The sample beverages were placed in the same type of bottle container in equal amounts, and left to stand in a sealed state in a dark room environment at 50℃for 3 days. The degradation inhibitory effect of the sample beverage of example 12 was evaluated based on the sample beverage of comparative example 5 after standing, based on the above method, to obtain the results shown in table 4. In addition, no difference in scores of 1.0 or more was found between each panel for the same beverage. In addition, no deterioration was observed in each of comparative example 5 and example 12 after 3 days of standing, and it was confirmed that the same quality beverages were obtained.

TABLE 4

Table 4 (non-alcoholic beer flavor beverage)

As is clear from table 4, the non-alcoholic beer flavor beverage contained uric acid exhibited a deterioration suppressing effect on flavor, and improved flavor stability.

Examples 13 to 15 and comparative example 6

As examples 13 to 15, 10g of commercially available beer having xanthine content and uric acid content shown in Table 5 was weighed to obtain the xanthine oxidase activity values shown in Table 5, and a purine body reducing agent for food having xanthine oxidase activity was added thereto, and the mixture was stirred sufficiently and allowed to stand at 65℃for 120 minutes to prepare each sample.

In comparative example 6, beer was prepared by leaving the commercial beer at 65℃for 120 minutes without adding a food purine reducing agent thereto.

The xanthine content and uric acid content of these samples were measured, and the results shown in table 5 were obtained. The xanthine oxidase activity values of the purine body reducing agent for food use are measured according to the above-described method.

TABLE 5

TABLE 5

As is clear from Table 5, in the samples prepared by adding the purine-body reducing agent having a xanthine oxidase activity value in examples 13 to 15, xanthine was reduced, and uric acid was produced. Further, from the results of examples 1 to 4 shown in Table 1, it was found that uric acid was produced to contribute to the improvement of flavor stability of beer.

Claims (9)

1. A processed food comprising uric acid, wherein the content (X) of uric acid is 0.001 mu g/g or more.

2. The processed food according to claim 1, wherein the content (Y) of the purine body is 1000 μg/g or less.

3. The processed food according to claim 1 or 2, wherein the ratio of the content of uric acid (X) (unit: μg/g) to the content of purine body (Y) (unit: μg/g), i.e., (X)/(Y), is 0.00001 or more.

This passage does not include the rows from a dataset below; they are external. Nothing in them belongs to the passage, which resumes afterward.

Issue #18463, opened 2023-03-07
Installation progress looks strange in the apps page


jelly:
### Explain what happens

The percentage should be next to the number (61) and maybe the progress bar should be bigger?

![image](https://user-images.githubusercontent.com/67428/223475014-7fe3bb96-03d0-48fd-b113-30826fb46456.png)

@garrett just for verification, how should it exactly look like?

Update: 
Discussion led to https://github.com/cockpit-project/cockpit/issues/18463#issuecomment-1459789817
The progress bar text should be put on the left of the bar, the bar should have inline style and limited width.

garrett:
Is it ever cancellable? If not, then we shouldn't show that action. And it should be a secondary button, not a link, if you can cancel it at some point (and a disabled button if it is supposed to be possible at some human-clickable point in time). So a disabled button should still look like a button.

I don't think it's realistically cancelable though. I suppose when it's downloading before installing... but that's such a small window of time, especially on a server. We're talking about downloading several megabytes at most. Which, in these days, on a server, is really absurdly quick. Meaning that it would be possible to cancel the download for maybe quarter of a second? Nobody's that fast to click the button, unless they're Superman or they had their mouse cursor over the area. As that's where the install button would've been, I think, then that brings up another problem of someone accidentally clicking the same area twice. (It's an accessibility problem, especially for some people. But everyone can accidentally double click.) So I think canceling is useless and could even be a misfeature here. It's probably better to remove it and rely on the remove button?

Otherwise, it's basically supposed to be a progress bar. And the percentage should be a fixed width with tabular numbers, else it'll make the bar bounce around.

So, kinda like this:

![progress](https://user-images.githubusercontent.com/10246/223480367-25c77e5b-a42f-4e49-9c7a-d4d843a7243a.png)

jelly:
Oh, for me the install process takes quite a while on a VM. I haven't tested cancellation, will have to see if that's broken or not.

jelly:
This also looks.. not 100% aligned:

![Screenshot from 2023-03-07 17-59-34](https://user-images.githubusercontent.com/67428/223494266-05567fa4-dcf6-4630-8917-271716db7063.png)

jelly:
Re-trying today and it all seems to work...

![image](https://user-images.githubusercontent.com/67428/223662122-fda44794-3e5b-49ad-b048-13a60f0548de.png)

garrett:
[...]

PR #18575, opened 2023-03-28
pkg/apps: Fix progress bar and cancel button

ahmedr2001:
Progress bar text is now on left of bar, bar has inline style and limited width.
Screenshot from 2023-03-28 14-48-25

This fixes issue #18463.

### DIFF
--- a/pkg/apps/application-list.jsx
+++ b/pkg/apps/application-list.jsx
@@ -47,7 +47,11 @@ const ApplicationRow = ({ comp, progress, progress_title, action }) => {
 
     let summary_or_progress;
     if (progress) {
-        summary_or_progress = <ProgressBar title={progress_title} data={progress} />;
+        summary_or_progress = (
+            <Flex spaceItems={{ default: 'spaceItemsSm' }} alignItems={{ default: 'alignItemsCenter' }}>
+                <span id={comp.name + "-progress"} className="progress-title-span">{progress_title}</span>
+                <ProgressBar title={progress_title} data={progress} ariaLabelledBy={comp.name + "-progress"} />
+            </Flex>);
     } else {
         if (error) {
             summary_or_progress = (
--- a/pkg/apps/application.scss
+++ b/pkg/apps/application.scss
@@ -22,6 +22,12 @@
   align-items: center;
 }
 
+.progress-bar {
+  display: inline-block;
+  width: 20%;
+  overflow: hidden;
+}
+
 /* Application */
 
 .application-details img {
--- a/pkg/apps/utils.jsx
+++ b/pkg/apps/utils.jsx
@@ -20,7 +20,7 @@
 import cockpit from "cockpit";
 import React from "react";
 import { Button } from "@patternfly/react-core/dist/esm/components/Button/index.js";
-import { Progress } from "@patternfly/react-core/dist/esm/components/Progress/index.js";
+import { Progress, ProgressMeasureLocation } from "@patternfly/react-core/dist/esm/components/Progress/index.js";
 import { Split, SplitItem } from "@patternfly/react-core/dist/esm/layouts/Split/index.js";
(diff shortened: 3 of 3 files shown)


pkg/apps/application-list.jsx
```diff
@@ -47,7 +47,11 @@ const ApplicationRow = ({ comp, progress, progress_title, action }) => {
 
     let summary_or_progress;
     if (progress) {
-        summary_or_progress = <ProgressBar title={progress_title} data={progress} />;
+        summary_or_progress = (
+            <div className="sum-or-prog">
```
KKoukiou, line 51: This should be better replace with:

`<Flex spaceItems={{ default: 'spaceItemsSm' }} alignItems={{ default: 'alignItemsCenter' }}>`

pkg/apps/application.scss
```diff
@@ -22,6 +22,21 @@
   align-items: center;
 }
 
+.progress-bar {
+  display: inline-block;
+  width: 20%;
+  overflow: hidden;
+}
+
+.sum-or-prog {
```
KKoukiou, line 31: THis can now be removed.

pkg/apps/application.scss
```diff
@@ -22,6 +22,21 @@
...
+  display: flex;
+  align-items: center;
+}
+
+.progress-title-span {
```
KKoukiou, line 36: Please remove this as well, also margin-right only works for LTR (Left to right) languages. For RTL languages like hebrew, this does not work, as the whole page is swaped in place.

See for example this margin missing in Hebrew.

Screenshot from 2023-03-28 21-29-57

KKoukiou: By using the suggested Flex this will not just be fixed, but it's about to be fixed upstream in patternfly for the Flex component by using `gap` instead of `margin`

pkg/apps/utils.jsx
```diff
@@ -60,12 +60,12 @@ export const ProgressBar = ({ size, title, data }) => {
             </SplitItem>
         </Split>);
     } else {
-        return <Progress value={data.percentage} size={size} title={title} />;
```
KKoukiou, line 63: I am not sure if you 're famiilar with the term of accesibility. It's essentially patterns that we use so that people with eyesight problems can still use our product. 

The problem with removing the title outside of the component is that you make it not accesible any more.

In order to make it accessible again while keeping the title outside is to use the 'aria-labelledby' as suggested in the documentation here https://www.patternfly.org/v4/components/progress

The aria-labeledby will have value the 'id' of the new 'title' element. So add a new property to the ProgressBar component here, called ariaLabeledBy where you pass the 'id' of the title element (create an id if that does not exist)

KKoukiou (changes requested):
Great job! Some feedback, but UI wise looks really great.

ahmedr2001:
> Great job! Some feedback, but UI wise looks really great.

Resolved

pkg/apps/application-list.jsx
```diff
@@ -47,7 +47,11 @@ const ApplicationRow = ({ comp, progress, progress_title, action }) => {
 
     let summary_or_progress;
     if (progress) {
-        summary_or_progress = <ProgressBar title={progress_title} data={progress} />;
+        summary_or_progress = (
+            <Flex spaceItems={{ default: 'spaceItemsSm' }} alignItems={{ default: 'alignItemsCenter' }}>
+                <span id={progress_title} className="progress-title-span">{progress_title}</span>
```
KKoukiou, line 52: id's needs to be unique per document. progress title is something like 'removing'. You need to make it more specific.

How about {comp.name + "-progress"}

KKoukiou (changes requested):

KKoukiou (approved):

ahmedr2001:
How's this PR going so far?

garrett:
:+1: Looks good! Thanks!

screenshot of progress

garrett (approved):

4. A processed food according to any one of claims 1 to 3, wherein the processed food is processed food belonging to the middle classification 72 to 76, based on the japanese standard commodity classification revised in the year 2 (1990) 6, except ice belonging to the middle classification 76 and cigarettes manufactured.

5. The processed food according to any one of claims 1 to 4, wherein the processed food is a beer-flavored beverage.

6. The processed food according to any one of claims 1 to 5, which has xanthine oxidase activity.

7. The processed food according to any one of claims 1 to 5, which contains a protein having xanthine oxidase activity.

8. A method for producing the processed food according to any one of claims 1 to 7, comprising a step of adjusting the content (X) of uric acid.

9. A method for stabilizing the characteristics of a processed food, characterized by preparing a processed food having a uric acid content (X) adjusted to 0.001 [ mu ] g/g or more.